I have been wondering this for some time - purely in terms of memory and processing efficiency, what is the best variable type to store in a dataframe column?
For example, I can store my variables as either strings or integers (as below). In this case, which of the columns would be more efficient, for a 1 million row dataset, and why?
string_col int_col
code1 1
code2 2
code3 3
CodePudding user response:
A rough approximation (this may change when you put it into a dataframe, which is another structure)
> object.size("code1")
112 bytes
> object.size(1)
56 bytes
Or alternatively
> object.size(df$string_col)
248 bytes
> object.size(df$int_col)
64 bytes
adding the string as a factor
> object.size(df$string_col_fact)
648 bytes
Using a bigger set:
n = 10^6
sapply(list(
str=data.frame(rep(c(paste0("code", 1:3)), n)),
int=data.frame(rep(1:3, n)),
strFactor=data.frame(factor(rep(c(paste0("code", 1:3)), n)))),
object.size)
# str int strFactor
# 24000920 12000736 12001352
CodePudding user response:
Under the hood, an R vector object is actually a symbol bound to a pointer (a VECSXP
). The VECSXP
points to the actual data-containing structure. The data we see in R as numeric vectors are stored as REALSXP
objects. These contain header flags, some pointers (e.g. to attributes), a couple of integers giving information about the length of the vector, and finally the actual numbers: an array of double-precision floating point numbers.
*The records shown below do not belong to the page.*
PR #75, opened 2014-07-09
Initial travis-ci integration

inliniac:
Enable basic travis-ci integration. This will allow you to enable basic build tests on both commits and pull requests. To complete this, setup your account here: http://docs.travis-ci.com/user/getting-started/

Example from how we use it in Suricata: https://travis-ci.org/inliniac/suricata

### DIFF
--- a/.travis.yml
+++ b/.travis.yml
@@ -1,0 +1,10 @@
+language: c
+compiler:
+  - gcc
+  - clang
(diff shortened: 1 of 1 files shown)


inliniac:
If you're going to consider this, you may want to enable the travis-ci account first so that the yml in this PR is tested to work :)

PR #80, opened 2014-10-21
[rfc] Request line leading space handling

inliniac:
Fix handling of leading whitespace on the request line.
Also, make it a per-personality setting.

I wonder if adding the new option to htp_decoder_cfg_t breaks binary compatibility as that is in the htp_cfg_t as an array. Might need to add the option directly to the end of the htp_cfg_t in that case.

Comments are welcome.


inliniac:
After some discussion with @wxsBSD online, we've determined that this breaks the ABI. Will do a new PR.

PR #81, opened 2014-10-22
Request line leading space v1

inliniac:
Same as https://github.com/ironbee/libhtp/pull/80, except now the config part is appended to htp_cfg_t, which shouldn't break the ABI.

cc @wxsBSD


glongo:
Merged after rebase, thanks!

PR #82, opened 2014-10-29
htp_connp_close: handle streams in error state

inliniac:
A stream in the error state would not be handled correctly by
htp_connp_close. The error state would be overwritten to 'CLOSED'
and the final handling of the stream would follow.

This lead to a case where a null pointer dereference could happen.

If for whatever reason inflateInit2 failed, the stream would get
into an error state. By resetting the state, the parser would
later unconditionally invoke the decompressor. As it's setup
failed, this resulted in a null dereference.

This patch makes sure that htp_connp_close doesn't overwrite
the state. The functions called by htp_connp_close are able
to deal with an error state properly.


inliniac:
Thanks Ivan!

PR #86, opened 2014-12-30
test_hybrid.cpp: Fixing buffer overrun that was failing clang -fsanitize...

basking2:
test_hybrid.cpp: Fixing buffer overrun that was failing clang -fsanitize=address checks.


glongo:
Merged after rebase, thanks!

PR #89, opened 2015-02-18
Fixing small issues

glongo:
This fixes some warnings generated by strcat/sprintf functions
and also merges the following PR: [glongo#1] [#86]

Addresses the last PR: [https://github.com/OISF/libhtp/pull/88]

### DIFF
--- a/htp/htp_util.c
+++ b/htp/htp_util.c
@@ -2063,34 +2063,34 @@ void fprint_raw_data_ex(FILE *stream, const char *name, const void *_data, size_
     while (offset < len) {
         size_t i;
 
-        sprintf(buf, "%08" PRIx64, (uint64_t) offset);
-        strcat(buf + strlen(buf), "  ");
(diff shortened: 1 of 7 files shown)


htp/htp_util.c
```diff
@@ -2063,34 +2063,34 @@ void fprint_raw_data_ex(FILE *stream, const char *name, const void *_data, size_
     while (offset < len) {
         size_t i;
 
-        sprintf(buf, "%08" PRIx64, (uint64_t) offset);
-        strcat(buf + strlen(buf), "  ");
+        snprintf(buf, sizeof(buf), "%08" PRIx64, (uint64_t) offset);
+        strlcat(buf + strlen(buf), "  ", sizeof(buf));
```
inliniac: This is wrong: by using buf+strlen(buf) and then sizeof(buf) you are allowing a buffer overrun. If you look at my original comment you see how it should be.

PR #91, opened 2015-02-18
Fixing warnings

glongo:
This fixes the following warnings:
strlcpy.c:49: warning: function declaration isn't a prototype
strlcat.c:51: warning: function declaration isn't a prototype
htp_transcoder.c:163: warning: dereferencing type-punned pointer will break strict-aliasing rules


inliniac:
Looks good, lets merge it.

Issue #99, opened 2015-02-25
Problems with including config.h in htp_private.h


b1v1r:
79c2e9e2decf41fbebdc4d99fb6c485b9974e2bd broke being able to include htp_private.h in another product. Yes, we should not be doing this, but there is not a way to look at htp_cfg_t otherwise. This structure was made private, but there are no accessors (only setters) that are public.

It is a really bad idea to include the autoconf header in another header as the config.h has no include guards and uses too many generic names that will conflict (e.g., VERSION). The config.h is mean to ONLY be included from a source file and not another header. 

Please consider reverting 79c2e9e2decf41fbebdc4d99fb6c485b9974e2bd. I have done so in ironbee codebase until other issues surrounding private structures can be resolved.

catenacyber:
Looks fixed by #101

PR #100, opened 2015-02-25
Make including the autoconf config header safer, resolving issue #99.

b1v1r:
Here is a pull request to resolve issue #99 dealing with autoconf header.


b1v1r:
Missed some files in this. Will open another.

PR #105, opened 2015-06-16
htp/htp_util.c: Do not invoke callbacks in htp_req_run_hook_body_data…

basking2:
…() when there is no tx running.

This situation was encountered when load testing an Apache Traffic Server
plugin that produced responses, not from the Origin Server but, directly from the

For character vectors, the data have to be stored in a slightly more complicated way. The VECSXP
points to a STRSXP
, which again has header flags, some pointers and a couple of numbers to describe the length of the vector, but what then follows is not an array of characters, but an array of pointers to character strings (more precisely, an array of SEXP
s pointing to CHARSXP
s). A CHARSXP
itself contains flags, pointers and length information, then an array of characters representing a string. Even for short strings, a CHARSXP
will take up a minimum of about 56 bytes on a 64-bit system.
The CHARSXP
objects are re-used, so if you have a vector of 1 million strings each saying "code1", the array of pointers in the STRSXP
should all point to the same CHARSXP
. There is therefore only a very small memory overhead of approximately 56 bytes between a one-million length vector of 1s and a one-million length vector of "1"s.
a <- rep(1, 1e6)
object.size(a)
#> 8000048 bytes
b <- rep("1", 1e6)
object.size(b)
#> 8000104 bytes
This is not the case when you have many different strings, since each different string will require its own CHARSXP
. For example, if we have 26 different strings within our 1-million long vector rather than just a single string, we will take up an extra 56 * (26 - 1) = 1400 bytes of memory:
c <- rep(letters, length.out = 1e6)
object.size(c)
#> 8001504 bytes
So the short answer to your question is that as long as the number of unique elements is small, there is little difference in the size of the underlying memory usage. However, a character vector will always require more memory than a numeric vector - even if the difference is very small.